Choosing the Assets to Test

The Backtesting Playground supports both equity and cryptocurrency markets. Equity users can run strategies across the S&P 500, NASDAQ 100, DOW 30, individual tickers, or custom watchlists. Crypto users can test on universes such as the Top 100, Top 200, the full crypto list, watchlists, or single coins.
When testing multiple assets, the platform allows the user to sort the selected universe by market capitalization, price, recent percentage change, or trading volume. Sorting helps maintain a structured and repeatable methodology. For example, a user may want to consistently test the largest one hundred assets or the strongest performers during a defined period.
Running the Backtest

After the setup is complete, selecting "Run Backtest" initiates the analysis. A confirmation window appears reminding you that each test consumes one backtesting credit; all users receive three free credits to explore the system.
Once confirmed, the engine applies your rules to historical data, identifies buy signals, checks sell conditions, enforces holding-period constraints, and simulates execution based on your chosen entry timing. When processing is complete, the platform automatically directs you to the results.
Interpreting the Results

The results page provides a comprehensive view of your strategy's historical performance.
A summary section highlights key metrics such as annualized return, win rate, maximum drawdown, number of trades, average return per trade, and risk-adjusted indicators. These figures give you a quick sense of whether the strategy behaves consistently or shows signs of structural instability.

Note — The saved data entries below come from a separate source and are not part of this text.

PR #2638, opened 2019-02-05
Fix issue with Relay serialization

### LINKED ISSUE #2633: Invariant error when printing Enums
Given the schema:

```js
var graphql = require('graphql')

var TestEnumType = new graphql.GraphQLEnumType({
  name: 'TestEnum',
  values: {
    FOO: {
      value: 1
    },
    BAR: {
      value: 2
    }
  }
})

var schema = new graphql.GraphQLSchema({
  query: new graphql.GraphQLObjectType({
    name: 'Query',
    fields: {
      print: {
        type: graphql.GraphQLString,
        args: {
          test: {
            type:  TestEnumType
          }
        }
     }
   }
 })
})
```

Having literal enum in the query results in error

```js
relayCompiler.Printer.print(
  relayCompiler.Parser.parse(
    schema, 
    'query Foo { print(test: FOO) }'
  )[0]
)
```

```
Invariant Violation: GraphQLIRPrinter: Expected value of type TestEnum to be a string, got `1`.
    at invariant (/home/freiksenet/Work/gatsby/gatsby/node_modules/fbjs/lib/invariant.js:40:15)
    at printLiteral (/home/freiksenet/Work/gatsby/gatsby/node_modules/relay-compiler/lib/GraphQLIRPrinter.js:255:105)
    at printValue (/home/freiksenet/Work/gatsby/gatsby/node_modules/relay-compiler/lib/GraphQLIRPrinter.js:243:12)
    at /home/freiksenet/Work/gatsby/gatsby/node_modules/relay-compiler/lib/GraphQLIRPrinter.js:212:24
    at Array.forEach (<anonymous>)
    at printArguments (/home/freiksenet/Work/gatsby/gatsby/node_modules/relay-compiler/lib/GraphQLIRPrinter.js:211:8)
    at printField (/home/freiksenet/Work/gatsby/gatsby/node_modules/relay-compiler/lib/GraphQLIRPrinter.js:56:81)
    at printSelection (/home/freiksenet/Work/gatsby/gatsby/node_modules/relay-compiler/lib/GraphQLIRPrinter.js:74:11)

```

freiksenet:
Fixes #2633.

I had to add dependency to actually add enums with proper test values, because monolithic SDL-first is so limited.

### DIFF
--- a/packages/relay-compiler/core/GraphQLIRPrinter.js
+++ b/packages/relay-compiler/core/GraphQLIRPrinter.js
@@ -16,6 +16,7 @@ const {DEFAULT_HANDLE_KEY} = require('../util/DefaultHandleKey');
 const {
   GraphQLEnumType,
   GraphQLInputObjectType,
+  GraphQLScalarType,
   GraphQLList,
   GraphQLNonNull,
 } = require('graphql');
@@ -312,6 +313,10 @@ function printLiteral(value: mixed, type: ?GraphQLInputType): string {
       value,
     );
     return result;
+  }
+  if (type instanceof GraphQLScalarType) {
+    const result = type.serialize(value);
+    return JSON.stringify(result);
   }
   if (Array.isArray(value)) {
     invariant(
--- a/packages/relay-compiler/core/GraphQLIRPrinter.js
+++ b/packages/relay-compiler/core/GraphQLIRPrinter.js
@@ -314,7 +314,7 @@ function printLiteral(value: mixed, type: ?GraphQLInputType): string {
     );
     return result;
   }
-  if (type instanceof GraphQLScalarType) {
+  if (type instanceof GraphQLScalarType && value != null) {
     const result = type.serialize(value);
     return JSON.stringify(result);
   }
--- a/packages/relay-compiler/core/GraphQLIRPrinter.js
+++ b/packages/relay-compiler/core/GraphQLIRPrinter.js
@@ -304,13 +304,14 @@ function printLiteral(value: mixed, type: ?GraphQLInputType): string {
     type = type.ofType;
   }
   if (type instanceof GraphQLEnumType) {
+    const result = type.serialize(value);
     invariant(
-      typeof value === 'string',
-      'GraphQLIRPrinter: Expected value of type %s to be a string, got `%s`.',
+      typeof result === 'string',
+      'GraphQLIRPrinter: Expected value of type %s to be a valid enum value, got `%s`.',
       type.name,
       value,
     );
-    return value;
+    return result;
   }
   if (Array.isArray(value)) {
     invariant(
--- a/packages/relay-compiler/core/__tests__/__snapshots__/GraphQLIRVisitor-test.js.snap
+++ b/packages/relay-compiler/core/__tests__/__snapshots__/GraphQLIRVisitor-test.js.snap
@@ -88,7 +88,7 @@ fragment UserFragment_mutated on User @argumentDefinitions(
     ... on Mutated @skip(if: $cond_mutated) {
       name_mutated
     }
-    thumbnail: profilePicture_mutated(size_mutated: "32_mutated") {
+    thumbnail: profilePicture_mutated(size_mutated: 42) {
       height_mutated
       width_mutated
       src: uri_mutated
--- a/packages/relay-compiler/core/__tests__/__snapshots__/GraphQLIRVisitor-test.js.snap
+++ b/packages/relay-compiler/core/__tests__/__snapshots__/GraphQLIRVisitor-test.js.snap
@@ -79,10 +79,10 @@ fragment UserFragment_mutated on User @argumentDefinitions(
   ... on Mutated @include(if: $cond_mutated) {
     id_mutated
     __typename_mutated
-    checkins_mutated(environments_mutated: [WEB_mutated]) {
+    checkins_mutated(environments_mutated: [MOBILE]) {
       __typename_mutated
     }
-    friends_mutated(after_mutated: $after_mutated, first_mutated: $first_mutated, traits_mutated: [HELPFUL_mutated]) {
+    friends_mutated(after_mutated: $after_mutated, first_mutated: $first_mutated, traits_mutated: [DERISIVE]) {
       count_mutated
     }
     ... on Mutated @skip(if: $cond_mutated) {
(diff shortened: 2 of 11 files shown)


freiksenet:
For some reason it's not picking up a dependency.

nodkz:
@freiksenet i'll drop a line here when directives sdl support will be added to `graphql-compose`

ETA today or tomorrow

nodkz:
Done `graphql-compose@5.8.1` fixes parsimg and schema construction from SDL with directives in `schemaComposer.addTypeDefs(sdl: string)` method

packages/relay-test-utils/RelayTestSchema.js
```diff
@@ -15,7 +15,37 @@ const RelayTestSchemaPath = require('./RelayTestSchemaPath');
...
 
 const {buildASTSchema, parse} = require('graphql');
+const {SchemaComposer} = require('graphql-compose');
 
-module.exports = buildASTSchema(
-  parse(fs.readFileSync(RelayTestSchemaPath, 'utf8'), {assumeValid: true}),
-);
+function buildSchema() {
+  // Compose upstream is going to add AST directives soon, making this simpler
+  const composer = new SchemaComposer();
```
josephsavona: graphql-js supports extending schemas, can we just use that?

packages/relay-compiler/core/__tests__/__snapshots__/GraphQLIRVisitor-test.js.snap
```diff
@@ -79,10 +79,10 @@ fragment UserFragment_mutated on User @argumentDefinitions(
   ... on Mutated @include(if: $cond_mutated) {
     id_mutated
     __typename_mutated
-    checkins_mutated(environments_mutated: [WEB_mutated]) {
+    checkins_mutated(environments_mutated: [MOBILE]) {
       __typename_mutated
     }
-    friends_mutated(after_mutated: $after_mutated, first_mutated: $first_mutated, traits_mutated: [HELPFUL_mutated]) {
+    friends_mutated(after_mutated: $after_mutated, first_mutated: $first_mutated, traits_mutated: [DERISIVE]) {
```
josephsavona: use positive language? :-)

packages/relay-compiler/core/GraphQLIRPrinter.js
```diff
@@ -304,13 +304,14 @@ function printLiteral(value: mixed, type: ?GraphQLInputType): string {
...
     invariant(
-      typeof value === 'string',
-      'GraphQLIRPrinter: Expected value of type %s to be a string, got `%s`.',
+      typeof result === 'string',
+      'GraphQLIRPrinter: Expected value of type %s to be a valid enum value, got `%s`.',
       type.name,
       value,
     );
-    return value;
+    return result;
```
josephsavona: I can't remember if GraphQLInputObject and GraphQLList also support `serialize()`, if they do can we just use the approach here for all types (ie replace the body of `printLiteral` w the body of the enum case)? Even if lists/objects don't work, we could do this for all enums and scalars.

packages/relay-test-utils/package.json
```diff
@@ -13,6 +13,7 @@
   "dependencies": {
     "@babel/runtime": "^7.0.0",
     "fbjs": "^1.0.0",
+    "graphql-compose": "^5.8.0",
```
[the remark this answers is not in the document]
josephsavona: Same question, we should use the built-in mechanism to extend schemas.

freiksenet:
Which mechanism? extendSchema only supports extending through AST.

packages/relay-test-utils/package.json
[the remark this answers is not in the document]
nodkz: It's my "lodash" for GraphQL type system 😈

If not today then it will be used tomorrow. Just give me some time to make this lib popular and right solution for such kind of problems.

packages/relay-test-utils/RelayTestSchema.js
freiksenet: Could you point me to that? extendSchema only support extending via AST.

packages/relay-compiler/core/__tests__/__snapshots__/GraphQLIRVisitor-test.js.snap
freiksenet: I can't, serialization for enums only returns valid values and HEPLFUL_mutated isn't a valid enum value for traits.

packages/relay-compiler/core/GraphQLIRPrinter.js
freiksenet: Only scalars and enums have serialize.

packages/relay-test-utils/package.json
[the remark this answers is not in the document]
freiksenet: Which mechanism? extendSchema only supports extending through AST.

freiksenet:
It's pretty critical for us to get this merged and released, because 2.0.0 is breaking for us (Gatsby). If you can't merge additional libraries for test, then I think this should be merged without new tests.

KyleAMathews:
Appreciate y'alls help getting this merged!

josephsavona:
> extendSchema only supports extending through AST.

Right - what I'm wondering is if we can start with a very minimal schema defined in code, and then extend it with an AST schema derived from the testschema.graphql file. I'm concerned about adding third-party dependencies to something as critical as our core test suite (which could affect both test performance and reliability). 

If that doesn't work, let's split this into two steps as you suggested: first we can land the printer changes to use `serialize()`, then explore a follow-up PR to add regression tests that unions w custom values work.

freiksenet:
> Right - what I'm wondering is if we can start with a very minimal schema defined in code, and then extend it with an AST schema derived from the testschema.graphql file. I'm concerned about adding third-party dependencies to something as critical as our core test suite (which could affect both test performance and reliability).

Right, I didn't think about doing it in other direction. I'll try to do it tomorrow.

freiksenet:
OK, I had to do double extend for this to work, because there seems to be a bug in AST Builder that sometimes makes it not use the defined type map function, probably when it's input types or maybe argument types.

freiksenet:
Any update on this?

freiksenet:
Disregard the closure, I misclicked when commenting.

freiksenet:
Pushed additional test for another regression we found that is fixed by this.

josephsavona:
I manually updated the imported version to account for the latest changes - note that I had to make some changes for backwards compatibility purposes for internal code, so updates on this PR won't apply cleanly to the imported version. Do you foresee any more changes?

josephsavona:
Thanks for letting us know about this and sending a fix!

PR #2639, opened 2019-02-05
Properly handle null cursor in PaginationContainer

danielberkompas:
I made this change to fix a bug I encountered. If I called `refetchConnection` with `cursor: null`, subsequent `loadMore()` calls would always load the same page of results from the server. 

This spreading of `this._refetchVariables` is apparently intended to make sure that `fetchVariables` has the expected shape, in case `connectionConfig.getVariables` doesn't return all the needed keys.

However, this breaks pagination if `refetchConnection` is called with `{cursor: null}`. This sets `this._refetchVariables` to contain `{cursor: null}`, and then if you call `loadMore()`, the cursor is always overridden by `null`, causing the same page of results to be loaded again and again. It's easily fixed by simply reversing the order of the spreading.

### DIFF
--- a/packages/react-relay/modern/ReactRelayPaginationContainer.js
+++ b/packages/react-relay/modern/ReactRelayPaginationContainer.js
@@ -708,8 +708,8 @@ function createContainerWithFragments<
         componentName,
       );
       fetchVariables = {
-        ...fetchVariables,
         ...this._refetchVariables,
+        ...fetchVariables,
       };
 
       const cacheConfig: ?CacheConfig = options


alloy:
Thanks! Could you add a test case that shows this change fixes the issue?

danielberkompas:
Hi @jstejada,

Thanks for the detailed reply. I am avoiding passing in the cursor explicitly now, and everything is working properly. I thought it'd be worth proposing the change anyway, but I can see why this is a risky change for you guys to merge. 

Hopefully this PR will help anyone else who passed a cursor into the `refetchConnection` function to at least know not to do that.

Below the summary, a portfolio equity curve illustrates how the strategy's value changed over time, while the drawdown chart shows the depth and duration of losses relative to previous peaks. A monthly return heatmap reveals periods of strength and weakness, and a return-distribution chart shows the shape of your trade outcomes, allowing you to quickly understand whether results are driven by a few large winners or a broad base of smaller gains.
Reviewing Individual Trades


For deeper inspection, each tested ticker includes a detailed trade log. You can review entry and exit dates, trade durations, return percentages, and the system's reason for exiting a position. Each trade can also be viewed on a chart, with buy and sell markers placed directly on historical price action. This level of granularity helps uncover behavioral patterns that summary metrics alone may obscure.
A Framework for Continuous Improvement

Intellectia includes an AI review that automatically evaluates the backtest once the results are generated. The system examines the strategy’s strengths, identifies weaknesses, and highlights adjustments that may improve performance. These insights appear directly below the core metrics and provide a concise interpretation of what the data suggests. If the user finds the recommendations helpful, the interface offers a single action button that applies the suggested changes. This workflow allows users to refine their strategies more efficiently and to iterate with clearer direction.
Final Thoughts
Effective strategy development requires repeated testing, careful evaluation, and a clear understanding of how rules behave across different market environments. The Backtesting Playground is designed to support this research process by providing transparent performance analytics, detailed trade breakdowns, and AI-driven insights that help investors move from raw ideas to evidence-based decisions. Whether the user is exploring a new concept or fine-tuning an established approach, Intellectia offers a structured environment that encourages disciplined analysis and continuous improvement. It is a practical framework for anyone seeking to refine trading logic through data rather than speculation.
Intellectia Backtesting Playground: where intuition meets institutional rigor, powered entirely by natural language.